** Opening Records for this exercise block **
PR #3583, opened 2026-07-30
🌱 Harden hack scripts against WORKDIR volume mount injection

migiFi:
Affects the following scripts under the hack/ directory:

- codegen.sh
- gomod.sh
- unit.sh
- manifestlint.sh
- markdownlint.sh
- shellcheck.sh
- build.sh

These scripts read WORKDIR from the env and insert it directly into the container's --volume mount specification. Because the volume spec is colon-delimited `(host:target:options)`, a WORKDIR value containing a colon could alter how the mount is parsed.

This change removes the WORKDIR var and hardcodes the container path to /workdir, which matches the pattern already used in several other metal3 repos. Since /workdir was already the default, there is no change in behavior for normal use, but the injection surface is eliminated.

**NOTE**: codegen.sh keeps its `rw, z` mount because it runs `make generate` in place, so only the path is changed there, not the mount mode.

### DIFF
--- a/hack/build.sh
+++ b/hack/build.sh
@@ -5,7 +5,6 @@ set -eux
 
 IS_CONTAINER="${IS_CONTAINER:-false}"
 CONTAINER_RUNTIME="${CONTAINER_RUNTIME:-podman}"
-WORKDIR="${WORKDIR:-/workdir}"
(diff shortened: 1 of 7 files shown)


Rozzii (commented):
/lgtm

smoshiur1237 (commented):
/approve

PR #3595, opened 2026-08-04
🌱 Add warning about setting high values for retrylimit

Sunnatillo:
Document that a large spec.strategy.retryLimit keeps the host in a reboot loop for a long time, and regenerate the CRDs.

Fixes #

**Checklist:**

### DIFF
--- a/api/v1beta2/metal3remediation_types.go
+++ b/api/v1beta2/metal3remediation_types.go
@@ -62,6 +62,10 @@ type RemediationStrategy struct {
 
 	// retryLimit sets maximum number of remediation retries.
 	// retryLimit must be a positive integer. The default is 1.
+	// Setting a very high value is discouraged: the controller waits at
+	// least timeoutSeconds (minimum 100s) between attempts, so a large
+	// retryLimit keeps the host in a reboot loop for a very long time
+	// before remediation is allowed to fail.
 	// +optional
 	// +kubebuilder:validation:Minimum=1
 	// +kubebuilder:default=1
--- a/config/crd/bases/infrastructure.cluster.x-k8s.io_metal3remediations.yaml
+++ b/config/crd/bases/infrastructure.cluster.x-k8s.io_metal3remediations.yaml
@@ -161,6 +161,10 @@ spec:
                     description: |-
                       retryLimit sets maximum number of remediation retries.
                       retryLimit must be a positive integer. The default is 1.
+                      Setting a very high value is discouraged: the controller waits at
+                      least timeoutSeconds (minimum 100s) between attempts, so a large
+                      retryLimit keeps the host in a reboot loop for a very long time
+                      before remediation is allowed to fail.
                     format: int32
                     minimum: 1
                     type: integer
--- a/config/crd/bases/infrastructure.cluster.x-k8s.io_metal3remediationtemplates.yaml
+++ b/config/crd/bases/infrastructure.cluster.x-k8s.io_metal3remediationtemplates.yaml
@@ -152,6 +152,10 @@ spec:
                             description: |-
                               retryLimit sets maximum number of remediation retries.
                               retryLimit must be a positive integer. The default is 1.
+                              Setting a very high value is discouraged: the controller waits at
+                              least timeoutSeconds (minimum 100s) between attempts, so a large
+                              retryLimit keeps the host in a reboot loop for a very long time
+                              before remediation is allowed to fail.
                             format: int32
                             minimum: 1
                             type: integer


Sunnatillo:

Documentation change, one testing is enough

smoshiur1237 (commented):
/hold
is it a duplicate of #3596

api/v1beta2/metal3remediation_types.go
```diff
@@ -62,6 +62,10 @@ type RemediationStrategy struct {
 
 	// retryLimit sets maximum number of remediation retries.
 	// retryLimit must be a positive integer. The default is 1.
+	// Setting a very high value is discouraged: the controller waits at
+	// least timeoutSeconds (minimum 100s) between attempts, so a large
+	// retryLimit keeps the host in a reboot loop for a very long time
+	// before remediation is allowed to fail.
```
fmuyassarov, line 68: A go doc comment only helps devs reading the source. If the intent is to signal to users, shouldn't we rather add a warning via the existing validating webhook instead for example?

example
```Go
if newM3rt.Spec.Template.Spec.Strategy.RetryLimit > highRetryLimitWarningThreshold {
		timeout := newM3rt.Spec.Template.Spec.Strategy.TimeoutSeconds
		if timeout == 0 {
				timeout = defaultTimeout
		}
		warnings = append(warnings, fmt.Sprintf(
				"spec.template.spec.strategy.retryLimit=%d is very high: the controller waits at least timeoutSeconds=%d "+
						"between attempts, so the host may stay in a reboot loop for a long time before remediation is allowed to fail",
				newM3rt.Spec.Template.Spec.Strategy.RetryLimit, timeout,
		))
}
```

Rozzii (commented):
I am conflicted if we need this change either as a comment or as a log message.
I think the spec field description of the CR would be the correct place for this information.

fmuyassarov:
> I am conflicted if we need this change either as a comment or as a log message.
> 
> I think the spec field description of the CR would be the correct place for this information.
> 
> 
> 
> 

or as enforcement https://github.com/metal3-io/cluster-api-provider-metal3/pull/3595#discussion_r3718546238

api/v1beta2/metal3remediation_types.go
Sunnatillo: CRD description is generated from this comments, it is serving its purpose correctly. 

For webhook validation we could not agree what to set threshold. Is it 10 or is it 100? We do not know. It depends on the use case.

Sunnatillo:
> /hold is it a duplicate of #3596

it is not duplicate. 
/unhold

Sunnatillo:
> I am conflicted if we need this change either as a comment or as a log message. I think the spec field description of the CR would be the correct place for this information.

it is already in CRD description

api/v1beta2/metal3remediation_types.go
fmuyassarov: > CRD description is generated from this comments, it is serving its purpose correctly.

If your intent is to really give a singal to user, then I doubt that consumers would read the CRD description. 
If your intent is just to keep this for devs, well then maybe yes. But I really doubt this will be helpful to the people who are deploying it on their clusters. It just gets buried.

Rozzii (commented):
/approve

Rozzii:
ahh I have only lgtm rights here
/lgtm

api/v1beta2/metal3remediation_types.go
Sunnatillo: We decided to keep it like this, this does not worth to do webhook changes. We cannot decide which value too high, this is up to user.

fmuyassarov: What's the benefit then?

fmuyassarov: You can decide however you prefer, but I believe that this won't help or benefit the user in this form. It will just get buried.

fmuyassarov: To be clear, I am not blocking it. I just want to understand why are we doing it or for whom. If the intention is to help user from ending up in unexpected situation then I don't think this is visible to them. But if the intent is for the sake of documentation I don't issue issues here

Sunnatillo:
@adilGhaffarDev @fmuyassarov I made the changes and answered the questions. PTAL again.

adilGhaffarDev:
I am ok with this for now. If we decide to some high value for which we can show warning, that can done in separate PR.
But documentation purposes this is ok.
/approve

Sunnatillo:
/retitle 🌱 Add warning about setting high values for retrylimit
** Closing Records for this exercise block **
** Opening Records for this exercise block **
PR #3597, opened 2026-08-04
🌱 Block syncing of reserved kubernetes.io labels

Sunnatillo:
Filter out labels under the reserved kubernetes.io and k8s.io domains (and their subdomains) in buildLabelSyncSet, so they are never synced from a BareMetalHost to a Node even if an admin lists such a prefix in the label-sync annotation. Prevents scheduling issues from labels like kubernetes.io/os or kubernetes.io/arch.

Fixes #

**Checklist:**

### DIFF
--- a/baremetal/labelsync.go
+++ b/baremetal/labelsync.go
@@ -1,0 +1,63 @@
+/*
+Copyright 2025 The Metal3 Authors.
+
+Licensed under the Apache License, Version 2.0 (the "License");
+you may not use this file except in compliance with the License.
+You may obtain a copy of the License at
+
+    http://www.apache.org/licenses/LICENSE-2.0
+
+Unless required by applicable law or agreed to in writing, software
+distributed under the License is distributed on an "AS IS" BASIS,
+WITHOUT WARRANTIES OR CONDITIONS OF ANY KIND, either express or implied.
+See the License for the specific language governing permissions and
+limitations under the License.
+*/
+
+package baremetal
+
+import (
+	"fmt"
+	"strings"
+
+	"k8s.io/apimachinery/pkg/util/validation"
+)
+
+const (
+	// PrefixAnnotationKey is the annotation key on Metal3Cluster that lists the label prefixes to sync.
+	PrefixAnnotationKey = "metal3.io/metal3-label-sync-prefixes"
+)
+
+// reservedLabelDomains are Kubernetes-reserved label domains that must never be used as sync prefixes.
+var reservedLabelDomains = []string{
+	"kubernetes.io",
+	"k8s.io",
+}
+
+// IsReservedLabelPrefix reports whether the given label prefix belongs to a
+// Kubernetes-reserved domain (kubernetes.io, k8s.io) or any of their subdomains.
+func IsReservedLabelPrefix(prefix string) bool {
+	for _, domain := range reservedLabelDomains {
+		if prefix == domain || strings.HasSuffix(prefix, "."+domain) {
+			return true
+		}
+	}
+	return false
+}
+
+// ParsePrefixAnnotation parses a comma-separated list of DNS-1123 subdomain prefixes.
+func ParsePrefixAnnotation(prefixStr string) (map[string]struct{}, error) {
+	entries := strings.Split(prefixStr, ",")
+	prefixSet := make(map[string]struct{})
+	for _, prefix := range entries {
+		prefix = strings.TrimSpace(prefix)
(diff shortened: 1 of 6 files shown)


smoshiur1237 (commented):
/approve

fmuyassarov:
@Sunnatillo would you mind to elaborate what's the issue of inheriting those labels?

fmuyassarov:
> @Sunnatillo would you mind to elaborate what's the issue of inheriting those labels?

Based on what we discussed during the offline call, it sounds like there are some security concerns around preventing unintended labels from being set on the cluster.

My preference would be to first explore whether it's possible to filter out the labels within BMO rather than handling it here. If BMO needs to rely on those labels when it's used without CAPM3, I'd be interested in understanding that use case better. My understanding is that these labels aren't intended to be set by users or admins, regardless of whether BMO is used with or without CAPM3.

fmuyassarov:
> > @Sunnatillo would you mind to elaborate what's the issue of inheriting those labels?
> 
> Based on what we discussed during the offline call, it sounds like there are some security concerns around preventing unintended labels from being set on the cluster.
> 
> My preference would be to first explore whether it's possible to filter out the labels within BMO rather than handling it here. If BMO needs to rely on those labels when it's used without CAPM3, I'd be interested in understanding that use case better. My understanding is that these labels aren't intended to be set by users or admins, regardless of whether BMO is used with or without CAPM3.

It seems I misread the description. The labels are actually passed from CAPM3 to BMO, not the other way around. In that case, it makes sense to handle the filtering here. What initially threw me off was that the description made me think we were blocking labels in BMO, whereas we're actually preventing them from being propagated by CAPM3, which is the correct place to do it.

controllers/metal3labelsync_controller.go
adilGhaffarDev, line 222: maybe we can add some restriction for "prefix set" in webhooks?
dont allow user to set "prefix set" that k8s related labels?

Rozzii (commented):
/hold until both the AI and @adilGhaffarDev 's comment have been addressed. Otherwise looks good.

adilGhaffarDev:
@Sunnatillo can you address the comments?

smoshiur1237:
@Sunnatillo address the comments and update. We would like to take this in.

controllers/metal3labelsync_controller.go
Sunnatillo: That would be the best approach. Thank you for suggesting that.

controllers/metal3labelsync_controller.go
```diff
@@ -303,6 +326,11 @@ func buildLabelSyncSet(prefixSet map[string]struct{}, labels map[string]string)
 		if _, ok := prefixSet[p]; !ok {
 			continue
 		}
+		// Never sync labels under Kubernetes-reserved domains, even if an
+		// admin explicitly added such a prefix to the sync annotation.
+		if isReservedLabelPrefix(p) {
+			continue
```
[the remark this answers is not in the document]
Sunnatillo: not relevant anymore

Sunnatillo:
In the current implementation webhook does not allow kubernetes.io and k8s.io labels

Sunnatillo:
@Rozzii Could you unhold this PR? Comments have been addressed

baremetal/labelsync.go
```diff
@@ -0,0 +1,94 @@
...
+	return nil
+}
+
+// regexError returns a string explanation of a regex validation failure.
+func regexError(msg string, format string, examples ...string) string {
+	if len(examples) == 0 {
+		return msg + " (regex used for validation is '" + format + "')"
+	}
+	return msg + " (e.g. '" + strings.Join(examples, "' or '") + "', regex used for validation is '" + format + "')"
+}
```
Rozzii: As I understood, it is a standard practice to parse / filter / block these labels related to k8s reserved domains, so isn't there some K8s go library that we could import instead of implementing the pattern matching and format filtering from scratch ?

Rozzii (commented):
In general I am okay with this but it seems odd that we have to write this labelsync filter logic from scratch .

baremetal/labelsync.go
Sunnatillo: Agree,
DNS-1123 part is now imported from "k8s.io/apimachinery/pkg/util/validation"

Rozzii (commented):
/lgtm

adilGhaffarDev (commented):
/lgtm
** Closing Records for this exercise block **
- **What is needed**
All lines with the word "discouraged" need to be copied from the data above.

- **The answer**
+	// Setting a very high value is discouraged: the controller waits at
+                      Setting a very high value is discouraged: the controller waits at
+                              Setting a very high value is discouraged: the controller waits at
+	// Setting a very high value is discouraged: the controller waits at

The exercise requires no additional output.